Among the lines below, a stretch begins at the one with "PR #1826, opened 2022-03-24" and ends at the one with "- **Node version:** 16.14.0". Repeat that stretch exactly, ends included.

Records from a dataset:
════════
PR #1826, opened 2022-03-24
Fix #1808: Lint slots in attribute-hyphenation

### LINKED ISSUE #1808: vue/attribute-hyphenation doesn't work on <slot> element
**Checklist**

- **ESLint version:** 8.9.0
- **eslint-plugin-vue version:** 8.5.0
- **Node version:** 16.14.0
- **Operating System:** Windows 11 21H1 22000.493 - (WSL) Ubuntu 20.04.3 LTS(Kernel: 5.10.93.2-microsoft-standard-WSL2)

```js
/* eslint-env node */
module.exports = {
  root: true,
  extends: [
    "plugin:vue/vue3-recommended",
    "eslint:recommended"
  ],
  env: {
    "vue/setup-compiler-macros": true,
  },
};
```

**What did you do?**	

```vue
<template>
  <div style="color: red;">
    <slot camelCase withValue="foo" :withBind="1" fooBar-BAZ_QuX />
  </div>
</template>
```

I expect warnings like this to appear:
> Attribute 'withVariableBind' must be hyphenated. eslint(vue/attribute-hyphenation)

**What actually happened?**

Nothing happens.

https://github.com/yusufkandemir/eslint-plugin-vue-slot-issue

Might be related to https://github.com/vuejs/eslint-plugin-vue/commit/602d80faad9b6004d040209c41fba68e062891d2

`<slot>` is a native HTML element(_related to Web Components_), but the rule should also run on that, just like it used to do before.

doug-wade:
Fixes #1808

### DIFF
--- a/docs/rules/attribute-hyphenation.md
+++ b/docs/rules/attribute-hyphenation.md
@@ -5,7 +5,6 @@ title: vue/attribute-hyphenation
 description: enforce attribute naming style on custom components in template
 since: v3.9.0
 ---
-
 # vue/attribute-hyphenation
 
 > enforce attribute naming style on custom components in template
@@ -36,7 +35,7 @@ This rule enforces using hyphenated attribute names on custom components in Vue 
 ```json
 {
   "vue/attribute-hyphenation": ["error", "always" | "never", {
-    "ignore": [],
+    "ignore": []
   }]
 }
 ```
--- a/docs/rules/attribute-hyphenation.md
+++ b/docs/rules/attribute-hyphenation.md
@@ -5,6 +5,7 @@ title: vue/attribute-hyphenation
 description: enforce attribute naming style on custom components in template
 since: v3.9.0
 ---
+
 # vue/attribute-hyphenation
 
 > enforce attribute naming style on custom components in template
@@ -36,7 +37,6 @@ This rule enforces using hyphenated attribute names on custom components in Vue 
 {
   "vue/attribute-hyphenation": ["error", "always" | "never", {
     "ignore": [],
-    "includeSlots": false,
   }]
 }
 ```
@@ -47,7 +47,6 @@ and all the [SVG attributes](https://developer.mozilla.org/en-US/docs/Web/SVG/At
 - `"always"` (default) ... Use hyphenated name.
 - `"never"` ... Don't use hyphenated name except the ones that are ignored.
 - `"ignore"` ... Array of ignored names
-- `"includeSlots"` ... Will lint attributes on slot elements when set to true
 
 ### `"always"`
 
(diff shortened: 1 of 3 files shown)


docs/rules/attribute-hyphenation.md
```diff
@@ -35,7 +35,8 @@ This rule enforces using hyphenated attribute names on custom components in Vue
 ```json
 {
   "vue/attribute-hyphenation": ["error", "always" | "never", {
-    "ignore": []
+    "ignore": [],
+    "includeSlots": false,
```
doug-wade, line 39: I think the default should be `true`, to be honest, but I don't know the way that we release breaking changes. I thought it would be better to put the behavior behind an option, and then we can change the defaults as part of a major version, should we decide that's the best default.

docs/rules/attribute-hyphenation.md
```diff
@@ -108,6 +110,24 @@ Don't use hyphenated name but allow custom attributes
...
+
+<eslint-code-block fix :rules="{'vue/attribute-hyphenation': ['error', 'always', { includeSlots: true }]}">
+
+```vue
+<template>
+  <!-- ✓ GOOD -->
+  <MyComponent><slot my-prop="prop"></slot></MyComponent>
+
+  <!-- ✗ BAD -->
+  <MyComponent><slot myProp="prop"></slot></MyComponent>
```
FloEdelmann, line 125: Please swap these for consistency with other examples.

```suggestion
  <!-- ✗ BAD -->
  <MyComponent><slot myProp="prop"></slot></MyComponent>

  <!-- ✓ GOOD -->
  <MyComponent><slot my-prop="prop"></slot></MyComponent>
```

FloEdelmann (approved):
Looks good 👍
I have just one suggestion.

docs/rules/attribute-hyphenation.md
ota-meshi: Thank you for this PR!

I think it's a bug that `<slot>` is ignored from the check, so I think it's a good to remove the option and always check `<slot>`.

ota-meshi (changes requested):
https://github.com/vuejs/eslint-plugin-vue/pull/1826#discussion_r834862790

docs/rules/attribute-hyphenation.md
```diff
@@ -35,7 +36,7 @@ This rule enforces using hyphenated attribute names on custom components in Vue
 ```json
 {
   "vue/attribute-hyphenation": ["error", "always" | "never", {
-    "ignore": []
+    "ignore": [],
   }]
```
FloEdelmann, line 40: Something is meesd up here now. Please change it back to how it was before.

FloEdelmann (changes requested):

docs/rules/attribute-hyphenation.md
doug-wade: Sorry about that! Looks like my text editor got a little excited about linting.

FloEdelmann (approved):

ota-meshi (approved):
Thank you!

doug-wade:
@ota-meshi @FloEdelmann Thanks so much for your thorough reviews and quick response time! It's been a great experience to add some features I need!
════════
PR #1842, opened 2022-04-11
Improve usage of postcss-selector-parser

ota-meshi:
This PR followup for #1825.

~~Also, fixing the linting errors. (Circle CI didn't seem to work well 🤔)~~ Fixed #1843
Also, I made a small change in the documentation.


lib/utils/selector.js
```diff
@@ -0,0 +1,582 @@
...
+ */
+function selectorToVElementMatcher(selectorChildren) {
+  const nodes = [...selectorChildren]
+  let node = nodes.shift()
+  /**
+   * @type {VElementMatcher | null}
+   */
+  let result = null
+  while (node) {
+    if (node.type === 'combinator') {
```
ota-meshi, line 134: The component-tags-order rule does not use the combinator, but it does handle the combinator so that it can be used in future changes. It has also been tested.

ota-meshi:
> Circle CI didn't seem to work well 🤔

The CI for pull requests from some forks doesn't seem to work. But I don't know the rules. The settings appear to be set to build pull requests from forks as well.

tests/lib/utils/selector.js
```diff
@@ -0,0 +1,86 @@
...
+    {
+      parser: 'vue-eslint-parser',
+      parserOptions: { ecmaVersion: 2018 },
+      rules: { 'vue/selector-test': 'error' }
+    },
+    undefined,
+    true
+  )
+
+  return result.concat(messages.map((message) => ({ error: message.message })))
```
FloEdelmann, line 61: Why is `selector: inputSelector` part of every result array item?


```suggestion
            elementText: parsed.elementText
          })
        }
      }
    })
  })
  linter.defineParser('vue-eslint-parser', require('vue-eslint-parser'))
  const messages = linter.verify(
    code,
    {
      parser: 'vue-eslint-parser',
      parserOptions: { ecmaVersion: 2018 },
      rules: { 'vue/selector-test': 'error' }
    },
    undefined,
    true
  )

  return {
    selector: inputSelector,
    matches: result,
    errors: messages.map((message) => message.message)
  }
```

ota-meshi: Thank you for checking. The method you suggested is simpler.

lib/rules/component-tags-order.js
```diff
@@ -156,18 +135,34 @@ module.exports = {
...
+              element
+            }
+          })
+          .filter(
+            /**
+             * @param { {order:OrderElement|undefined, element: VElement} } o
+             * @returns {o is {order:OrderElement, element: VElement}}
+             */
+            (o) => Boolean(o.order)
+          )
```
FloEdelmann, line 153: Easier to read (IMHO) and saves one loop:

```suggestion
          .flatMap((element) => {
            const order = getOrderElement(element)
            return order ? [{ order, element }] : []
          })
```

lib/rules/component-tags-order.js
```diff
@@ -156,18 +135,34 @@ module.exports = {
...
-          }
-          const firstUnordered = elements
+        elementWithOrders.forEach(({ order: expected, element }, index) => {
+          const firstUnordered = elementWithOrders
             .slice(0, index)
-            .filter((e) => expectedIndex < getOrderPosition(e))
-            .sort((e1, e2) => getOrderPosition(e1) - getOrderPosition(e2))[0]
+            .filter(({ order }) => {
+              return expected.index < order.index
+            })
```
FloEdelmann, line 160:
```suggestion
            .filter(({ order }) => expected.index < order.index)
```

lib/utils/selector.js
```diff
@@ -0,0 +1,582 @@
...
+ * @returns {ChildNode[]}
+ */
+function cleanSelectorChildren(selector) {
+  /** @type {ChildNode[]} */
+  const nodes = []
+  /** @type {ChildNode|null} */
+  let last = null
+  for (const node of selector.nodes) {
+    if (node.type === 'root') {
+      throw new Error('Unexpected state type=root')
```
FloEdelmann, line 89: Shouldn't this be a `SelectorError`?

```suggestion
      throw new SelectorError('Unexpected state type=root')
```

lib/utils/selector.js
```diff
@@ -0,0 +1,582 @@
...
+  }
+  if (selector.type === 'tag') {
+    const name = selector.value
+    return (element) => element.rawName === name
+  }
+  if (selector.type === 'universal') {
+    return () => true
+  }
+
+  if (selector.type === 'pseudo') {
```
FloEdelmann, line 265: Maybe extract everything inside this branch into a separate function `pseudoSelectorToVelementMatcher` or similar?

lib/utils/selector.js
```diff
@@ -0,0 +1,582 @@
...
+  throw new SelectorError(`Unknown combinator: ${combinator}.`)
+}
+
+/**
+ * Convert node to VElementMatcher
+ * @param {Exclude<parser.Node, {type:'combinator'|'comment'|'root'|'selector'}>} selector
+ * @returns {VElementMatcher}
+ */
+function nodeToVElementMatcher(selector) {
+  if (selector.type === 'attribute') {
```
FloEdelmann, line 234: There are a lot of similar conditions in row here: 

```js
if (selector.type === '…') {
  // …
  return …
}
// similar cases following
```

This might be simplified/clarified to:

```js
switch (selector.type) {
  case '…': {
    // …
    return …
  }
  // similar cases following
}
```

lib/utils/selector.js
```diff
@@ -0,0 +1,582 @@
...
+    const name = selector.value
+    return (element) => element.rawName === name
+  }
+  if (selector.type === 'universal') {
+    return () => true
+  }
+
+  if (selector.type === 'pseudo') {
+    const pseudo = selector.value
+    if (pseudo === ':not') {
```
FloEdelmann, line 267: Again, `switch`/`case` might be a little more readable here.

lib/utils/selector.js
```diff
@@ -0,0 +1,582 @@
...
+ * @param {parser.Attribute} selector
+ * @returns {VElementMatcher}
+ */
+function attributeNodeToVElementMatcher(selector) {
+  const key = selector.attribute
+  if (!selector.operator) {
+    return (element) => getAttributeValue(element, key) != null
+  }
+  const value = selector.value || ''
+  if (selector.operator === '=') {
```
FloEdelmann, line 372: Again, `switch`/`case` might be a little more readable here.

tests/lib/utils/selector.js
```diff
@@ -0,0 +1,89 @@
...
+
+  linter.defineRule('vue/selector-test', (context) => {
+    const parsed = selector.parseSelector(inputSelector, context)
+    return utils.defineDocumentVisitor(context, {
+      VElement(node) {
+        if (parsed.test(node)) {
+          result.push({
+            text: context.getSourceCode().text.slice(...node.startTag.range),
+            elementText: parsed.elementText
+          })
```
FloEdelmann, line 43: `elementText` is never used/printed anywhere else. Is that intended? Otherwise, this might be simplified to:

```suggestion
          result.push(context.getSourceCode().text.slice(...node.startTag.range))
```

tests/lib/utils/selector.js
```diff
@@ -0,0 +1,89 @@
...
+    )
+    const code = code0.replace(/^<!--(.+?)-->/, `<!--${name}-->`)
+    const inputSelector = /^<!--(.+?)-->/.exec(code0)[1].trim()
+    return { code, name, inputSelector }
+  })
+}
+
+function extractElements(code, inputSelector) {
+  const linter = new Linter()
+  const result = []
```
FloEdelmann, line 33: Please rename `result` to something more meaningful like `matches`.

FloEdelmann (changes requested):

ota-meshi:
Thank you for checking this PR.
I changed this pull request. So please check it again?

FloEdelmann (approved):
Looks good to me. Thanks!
════════
* [Answer area]
PR #1826, opened 2022-03-24
Fix #1808: Lint slots in attribute-hyphenation

### LINKED ISSUE #1808: vue/attribute-hyphenation doesn't work on <slot> element
**Checklist**

- **ESLint version:** 8.9.0
- **eslint-plugin-vue version:** 8.5.0
- **Node version:** 16.14.0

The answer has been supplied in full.